PR #20, opened 2016-05-06
transfers: archivesspace_ids.py path fix

hakamine:
In bags, metadata directory is in data directory, refs #9728

### DIFF
--- a/transfers/examples/pre-transfer/archivesspace_ids.py
+++ b/transfers/examples/pre-transfer/archivesspace_ids.py
@@ -7,11 +7,16 @@ import errno
 import os
 import sys
 
+
 def main(transfer_path):
     """
     Generate archivesspaceids.csv with reference IDs based on filenames.
     """
-    archivesspaceids_path = os.path.join(transfer_path, 'metadata', 'archivesspaceids.csv')
+    data_path = transfer_path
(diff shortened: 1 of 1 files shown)


Hwesta:
Do we want this to only work for bags then, but not other types of transfers?  Maybe we could add to the beginning
```python
data_path = transfer_path
if os.path.exists(os.path.join(transfer_path, 'data')):  # Assume this is a bag
    data_path = os.path.join(transfer_path, 'data')
```
and use `data_path` for the places that you modified?

hakamine:
Could it be possible to have a more broad solution that also works for standard transfers? (I wasn't sure about how to do in that case, could there be any script in the existing codebase that I could refer to? )

Hwesta:
I think the solution I proposed will also work for standard transfers.  Most incoming transfers have the format:
```
logs/
metadata/
objects/
```
or just
```
metadata/
<objects in the root directory>
```
Bags have a more specific structure:
```
<misc bag file>
data/
```

Archivematica looks for a `metadata` directory at the root level when it looks for metadata files, and bags are restructured to put the contents of the data directory in the root of the unit. So by writing to a file in the `metadata` directory (or the `data/metadata` directory if it exists for a bag), it should work for both bags and non-bags.

hakamine:
Thank you for the explanation. Fixed as proposed.

Hwesta:
:+1:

# # # #

Task statement - Exactly as shown, repeat every record.

Solution to this task -
PR #20, opened 2016-05-06
transfers: archivesspace_ids.py path fix

hakamine:
In bags, metadata directory is in data directory, refs #9728

### DIFF
--- a/transfers/examples/pre-transfer/archivesspace_ids.py
+++ b/transfers/examples/pre-transfer/archivesspace_ids.py
@@ -7,11 +7,16 @@ import errno
 import os
 import sys
 
+
 def main(transfer_path):
     """
     Generate archivesspaceids.csv with reference IDs based on filenames.
     """
-    archivesspaceids_path = os.path.join(transfer_path, 'metadata', 'archivesspaceids.csv')
+    data_path = transfer_path
(diff shortened: 1 of 1 files shown)


Hwesta:
Do we want this to only work for bags then, but not other types of transfers?  Maybe we could add to the beginning
```python
data_path = transfer_path
if os.path.exists(os.path.join(transfer_path, 'data')):  # Assume this is a bag
    data_path = os.path.join(transfer_path, 'data')
```
and use `data_path` for the places that you modified?

hakamine:
Could it be possible to have a more broad solution that also works for standard transfers? (I wasn't sure about how to do in that case, could there be any script in the existing codebase that I could refer to? )

Hwesta:
I think the solution I proposed will also work for standard transfers.  Most incoming transfers have the format:
```
logs/
metadata/
objects/
```
or just
```
metadata/
<objects in the root directory>
```
Bags have a more specific structure:
```
<misc bag file>
data/
```

Archivematica looks for a `metadata` directory at the root level when it looks for metadata files, and bags are restructured to put the contents of the data directory in the root of the unit. So by writing to a file in the `metadata` directory (or the `data/metadata` directory if it exists for a bag), it should work for both bags and non-bags.

hakamine:
Thank you for the explanation. Fixed as proposed.

Hwesta:
:+1:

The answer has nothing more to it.